Genetical genomics in which QTL analysis is integrated with proteomics, transcriptomics and metabolomics has provided in-depth understanding of molecular mechanisms regulating complex traits (Jansen & Nap 2001; Keurentjes et al. 2006; Kliebenstein et al. 2006; Schaueret al. 2006). Nonetheless, more advanced approaches are required for further determination of the complexity of quantitative traits. In addition to genotype (G), molecular networks are also influenced by the environment (E) and the interaction between genotype and the environment (G×E). Thus, the incorporation of different environments in genetic studies is a prerequisite for comprehensive perception of the regulation of molecular mechanisms. Li, Breitling and Jansen (2008) proposed a new strategy which is called generalized genetical genomics (GGG) by which both genetic and environmental perturbations can be studied. This approach allows QTL analysis governing the interesting molecular traits under consideration of multiple environments. It is a cost-effective method to not only determine the genotype but also the environmental effects and their interaction for detected QTLs (Li, Breitling & Jansen 2008). In principle, by creating similar subpopulations of RILs and subjecting each of these to a different environment, G, E and G×E effects can be investigated in a cost-effective experimental design (Joosen et al. 2013).
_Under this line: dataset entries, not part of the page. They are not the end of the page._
PR #1789, opened 2024-12-23
Prevent unnecessary rerenders of the legend

dnlkoch:
This prevents the `Legend` from unneeded rerenders (and annoying loading indicators in it) by caching the props `extraParams` and `headers`.

Before:

Peek 2024-12-23 13-33

After:

Peek 2024-12-23 13-31


ahennr (approved):

dnlkoch:
Thanks for the review!

PR #1823, opened 2025-01-30
Move application info opener to footer

dnlkoch:
This suggests to move the application info opener ("About") from the user menu to the footer. This allows users to open it regardless from the presence of the user menu which visible state is defined as follows now:

- visible by default always, except (possibly required for public instances):
  - not visible if Keycloak is disabled globally (see `keycloak.enabled`) -> no change in behaviour
  - not visible if explicitly disabled for the given application configuration -> new configuration:
  ```
  {
    "name": "user_menu",
    "config": {
      "visible": false
    }
  }
  ```

The menu itself is slightly refactored to show a login button only if a user is not logged in already and to show the users full name as well. Previously the username was shown only.

login

image

In addition the `DocumentationButton` is slightly simplified.

### DIFF
--- a/src/bootstrap.tsx
+++ b/src/bootstrap.tsx
@@ -129,6 +129,9 @@ import {
 import {
   setUser
 } from './store/user';
+import {
+  setVisible as setUserMenuVisible
+} from './store/userMenu';
 
 import './index.less';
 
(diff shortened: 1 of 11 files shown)


ahennr (approved):

dnlkoch:
Thanks for the review!

PR #1833, opened 2025-02-04
Fix several code smells detected by SonarQube

marcjansen:
Title says it all, please review.

### DIFF
--- a/src/components/ApplicationInfo/index.tsx
+++ b/src/components/ApplicationInfo/index.tsx
@@ -39,10 +39,10 @@ export const ApplicationInfo: React.FC<ApplicationInfoProps> = ({
   const logoPath = useAppSelector(state => state.logoPath);
   const appDescription = useAppSelector(state => state.description);
 
-  const [isVisible, setVisible] = useState<boolean>(false);
+  const [isVisible, setIsVisible] = useState<boolean>(false);
 
   const toggleVisibility = () => {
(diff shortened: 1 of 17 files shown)


src/components/ApplicationInfo/index.tsx
```diff
@@ -39,10 +39,10 @@ export const ApplicationInfo: React.FC<ApplicationInfoProps> = ({
   const logoPath = useAppSelector(state => state.logoPath);
   const appDescription = useAppSelector(state => state.description);
 
-  const [isVisible, setVisible] = useState<boolean>(false);
+  const [visible, setVisible] = useState<boolean>(false);
```
dnlkoch, line 42: Personally I would prefer `isVisible`. Probably this can be fixed by renaming the setter to `setIsVisible`?

marcjansen: I think so, and can do this

marcjansen: done in dd02a0b4e3316131a38e3fffea6b5dc527b3077a

dnlkoch:
And can we squash the commits before merging?

marcjansen:
> And can we squash the commits before merging?

I can do that as well. All in one commit, or grouped by type of change?

dnlkoch:
A single commit is just fine.

marcjansen:
Thanks for the review

PR #1836, opened 2025-02-06
Legend: Set current map scale on initial render

dnlkoch:
Enabling the legend (in the layer tree) without having moved the map before might result in an erroneous or inaccurate `GetLegendGraphic` request since the map scale is `undefined`. 

This suggests to fix this issue by setting the default scale value to the current map scale. 


LukasLohoff (approved):

dnlkoch:
Thanks for the review!

PR #1857, opened 2025-02-13
test: mock react-i18next globally

sdobbert:
This mocks react-i18next in the jest-setup.


dnlkoch:
Could please change the target branch to the `main`?

dnlkoch (approved):

PR #1880, opened 2025-02-20
test: unittest for StylingComponent

sdobbert:
Adds a unittest for the StylingComponent.

### DIFF
--- a/src/components/ToolMenu/Draw/StylingDrawerButton/StylingComponent/index.spec.tsx
+++ b/src/components/ToolMenu/Draw/StylingDrawerButton/StylingComponent/index.spec.tsx
@@ -44,10 +44,6 @@ describe('StylingDrawer', () => {
     (MapUtil.getLayerByName as jest.Mock).mockReturnValue(mockVectorLayer);
   });
 
-  it('is defined', () => {
-    expect(StylingComponent).not.toBeUndefined();
-  });
-
   it('can be rendered', () => {
     const {
       container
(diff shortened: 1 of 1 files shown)


src/components/ToolMenu/Draw/StylingDrawerButton/StylingComponent/index.spec.tsx
```diff
@@ -0,0 +1,76 @@
...
+      getLayers: jest.fn()
+    });
+
+    const mockVectorLayer = new OlLayerVector({ source: new OlSourceVector() });
+    (MapUtil.getLayerByName as jest.Mock).mockReturnValue(mockVectorLayer);
+  });
+
+  it('is defined', () => {
+    expect(StylingComponent).not.toBeUndefined();
+  });
```
dnlkoch, line 49: Non-blocking, but generally I think these kind of tests aren't needed.

src/components/ToolMenu/Draw/StylingDrawerButton/StylingComponent/index.spec.tsx
```diff
@@ -0,0 +1,76 @@
...
+    expect(inputElement).toBeInTheDocument();
+    expect(inputElement.value).toBe('Default Style');
+  });
+
+  it('processes styles and applies them to the map', async () => {
+    render(<StylingComponent />);
+
+    await waitFor(() => {
+      expect(OlParser).toHaveBeenCalled();
+      expect(MapUtil.getLayerByName).toHaveBeenCalledWith(expect.any(Object), 'react-geo_digitize');
```
dnlkoch, line 72: Can we also check if the layer has been added to the map actually?

dnlkoch (approved):

src/components/ToolMenu/Draw/StylingDrawerButton/StylingComponent/index.spec.tsx
sdobbert: Thanks, I removed this test.

PR #1943, opened 2025-03-18
Introduces SearchResultDrawer

KaiVolland:
This introduces the SearchResultDrawer.

The feature can be enabled when setting [searchResultDrawer](https://github.com/terrestris/shogun-gis-client/compare/search-result-drawer?expand=1#diff-858566d2d4cf06579a908cb85f587c5752fa0fa6a47d579277749006e86f0834R38) to true in the `SearchConfig` of the gis-client-config.js.

When set to true the search result wil be displayed in a drawer on the right side.

It contains the "title" property of the selected feature of the `SearchResultList`.

When the passed feature has other properties then title a `PropertyGrid` with its features is shown.

TODO:

- [x] Adapt `useSolrSearchEngine` to add all properties of the selected item to the created ol feature
- [x] Adapt `useWfsSearchEngine` to add all properties of the selected item to the created ol feature
- [x] Make PropertyGrid configurable
  - [x] attributesFilter (maybe reusable from layer config)
  - [x] Check if we want a more versatile configuration here

## Preview

shogun-client-search-result-drawer

### DIFF
--- a/src/components/SearchResultDrawer/index.tsx
+++ b/src/components/SearchResultDrawer/index.tsx
@@ -1,0 +1,157 @@
+import React, {
+  useCallback,
+  useEffect,
+  useMemo,
+  useState
+} from 'react';
+
+import {
+  DrawerProps
+} from 'antd';
+
+import OlFeature from 'ol/Feature';
+import GeoJSONParser from 'ol/format/GeoJSON';
+import OlLayerVector from 'ol/layer/Vector';
+import OlSourceVector from 'ol/source/Vector';
+import OlStyleCircle from 'ol/style/Circle';
+import OlStyleFill from 'ol/style/Fill';
+import OlStyleStroke from 'ol/style/Stroke';
+import OlStyle from 'ol/style/Style';
+
+import {
+  useTranslation
+} from 'react-i18next';
+
+import PropertyGrid from '@terrestris/react-geo/dist/Grid/PropertyGrid/PropertyGrid';
+import { useMap } from '@terrestris/react-util/dist/Hooks/useMap/useMap';
+
+import useAppDispatch from '../../hooks/useAppDispatch';
+import useAppSelector from '../../hooks/useAppSelector';
+import {
+  setSearchResultState
+} from '../../store/searchResult';
+import MapDrawer from '../MapDrawer';
+
+export type SearchResultDrawerProps = DrawerProps;
+
+export const SearchResultDrawer: React.FC<SearchResultDrawerProps> = ({
+  ...passThroughProps
+}): JSX.Element => {
+
+  const dispatch = useAppDispatch();
+  const map = useMap();
+  const isSearchResultDrawerVisible = useAppSelector(state => state.searchResult.drawerVisibility);
+  const geoJSONFeature = useAppSelector(state => state.searchResult.geoJSONFeature);
+  const [highlightLayer, setHighlightLayer] = useState<OlLayerVector<OlSourceVector> | null>(null);
+  const olFeature: OlFeature | null = useMemo(() => {
+    if (!geoJSONFeature) {
+      return null;
+    }
+    return new GeoJSONParser().readFeature(geoJSONFeature) as OlFeature;
+  }, [geoJSONFeature]);
+
+  useEffect(() => {
+    if (!map) {
+      return;
+    }
+
+    const layer = new OlLayerVector({
+      source: new OlSourceVector(),
+      style: new OlStyle({
+        stroke: new OlStyleStroke({
+          color: 'rgb(255,0,0)',
+          width: 2
+        }),
+        fill: new OlStyleFill({
+          color: 'rgba(255,255,255, 0.5)'
+        }),
+        image: new OlStyleCircle({
+          radius: 10,
+          fill: new OlStyleFill({
+            color: 'rgba(255,255,255, 0.5)'
+          }),
+          stroke: new OlStyleStroke({
+            color: 'rgb(255,0,0)',
+            width: 3
+          })
+        })
+      })
+    });
+
+    setHighlightLayer(layer);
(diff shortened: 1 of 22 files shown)


mholthausen:
The component has now been improved so that, in addition to the nominatim search, it also displays the features in a search via WFS or SOLR in the drawer. 

The grid in the drawer has been made configurable for WFS and SOLR searches so that it can be configured accordingly via the shogun admin (`searchFeatureConfig`) and displays custom defined attribute names instead of the keys. 

URLs can be displayed in abbreviated form using their own defined link text. The title can be a template that is displayed as title.

src/components/SearchResultDrawer/index.tsx
```diff
@@ -141,7 +195,35 @@ export const SearchResultDrawer: React.FC<SearchResultDrawerProps> = ({
...
+                      href={normalized}
+                      target="_blank"
+                    >
+                      {t('FeaturePropertyGrid.linkText')}
+                    </a>
+                  );
+                }
+
+                return normalized ?? '';
+              }
```
KaiVolland: This might me be better in its own component to enhance readability.

src/global.d.ts
```diff
@@ -35,6 +35,7 @@ declare module 'clientConfig' {
     coreName?: string;
     solrQueryConfig?: SolrQueryConfig;
     activateLayerOnClick?: boolean;
+    searchResultDrawer?: boolean;
```
dnlkoch, line 38: I would recommend to rename the config to a more meaningful name expecting a boolean value like `useSearchResultDrawer`, `showSearchResultDrawer` or similiar.

src/hooks/searchEngines/useSolrSearchEngine.ts
```diff
@@ -105,6 +105,34 @@ export const useSolrSearchEngine = () => {
...
+
+    Object.keys(dsResult)
+      .filter(key => !blacklistedAttributes.includes(key))
+      .forEach(key => {
+        const value = dsResult[key];
+        if (value !== undefined) {
+          olFeature.set(key, value);
+        }
+      });
+  }, [map]);
```
dnlkoch, line 134: `map` doesn't seem to be required in the callback?

src/hooks/searchEngines/useWfsSearchEngine.ts
```diff
@@ -81,6 +81,26 @@ export const useWfsSearchEngine = () => {
...
 
+  const applyAttributesToFeature = (
+    feature: OlFeature
+  ): void => {
+    const blacklistedAttributes = [
+      'category',
+      'id',
+      'featureType',
+      'geometry',
+      'search'
```
dnlkoch, line 92: Where is this blacklist coming from? What happens if a feature actually contains the `category` attribute?

src/components/SearchResultDrawer/index.tsx
```diff
@@ -0,0 +1,272 @@
...
+          stroke: new OlStyleStroke({
+            color: 'rgb(255,0,0)',
+            width: 3
+          })
+        })
+      })
+    });
+
+    setHighlightLayer(layer);
+    map.addLayer(layer);
```
dnlkoch, line 93: Do we need to remove the layer on unmount? We also have [this](https://github.com/terrestris/react-util/blob/main/src/Hooks/useOlLayer/useOlLayer.ts) hook for comparable scenarios.

src/components/SearchResultDrawer/index.tsx
mholthausen: Right, I have created `AttributeValueCell` which will be used here instead.

src/hooks/searchEngines/useSolrSearchEngine.ts
mholthausen: Yes, I have removed `map` here.

src/hooks/searchEngines/useWfsSearchEngine.ts
mholthausen: I have used the blacklist from the https://github.com/terrestris/shogun-gis-client/blame/next/src/hooks/searchEngines/useWfsSearchEngine.ts#L59 as a reference.  
Should we modify this list in any way?

src/components/SearchResultDrawer/index.tsx
mholthausen: Yes, the hook from react-util will be used here now.

src/global.d.ts
mholthausen: I have renamed this config to `showSearchResultDrawer` :+1:

src/hooks/searchEngines/useWfsSearchEngine.ts
dnlkoch: Ah, obviously I introduced it ;-)

Yes, I would suggest to simplify this code snippet to filter out just the geometry. Since this PR allows to define the properties visible in the UI, this shouldn't be a problem, right?

mholthausen: Right, as they can be configured now, I have removed all other fields but `geometry`.

src/store/searchResult/index.tsx
```diff
@@ -0,0 +1,49 @@
...
+  drawerVisibility: boolean;
+}
+
+const initialState: SearchResultState = {
+  drawerVisibility: false,
+  geoJSONFeature: null
+};
+
+export const slice = createSlice({
+  name: 'stylingDrawerVisibility',
```
dnlkoch, line 19:
```suggestion
  name: 'searchResultDrawer',
```

Not sure if this change requires other changes as well…

dnlkoch (approved):
Very nice @mholthausen and @KaiVolland!

Could you please check the commit history? It looks like some dependabot commits where included by mistake.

Although the QTLs governing dry seed metabolite content have been previously detected in many plants, including tomato (Kazmi et al. 2017; Toubiana et al. 2012), the effect of G×E interactions has been studied to a much lesser extent (Albert et al. 2016; Kazmi et al. 2017; Rosental et al. 2016). In this study we used a RIL population derived from a cross between two tomato species:Solanum lycopersicum (cv. Moneymaker) and Solanum pimpinellifolium (Voorrips et al. 2000). We have exploited the existing natural variation in this population to investigate how QTLs are influenced by the environment to which the mother plants are exposed. Moreover, metabolic profiling of the seeds which have matured in different environments will be useful to illustrate important metabolic differences that regulate the development and adaptation of plants (Joosen et al. 2013). By using a GGG approach we performed metabolite analysis for the RIL population and their parental lines, grown in high phosphate and low nitrate environments. By generating metabolite correlation networks and performing mQTL analysis, genetic and molecular aspects of seed metabolic changes in response to the maternal environments have been discovered.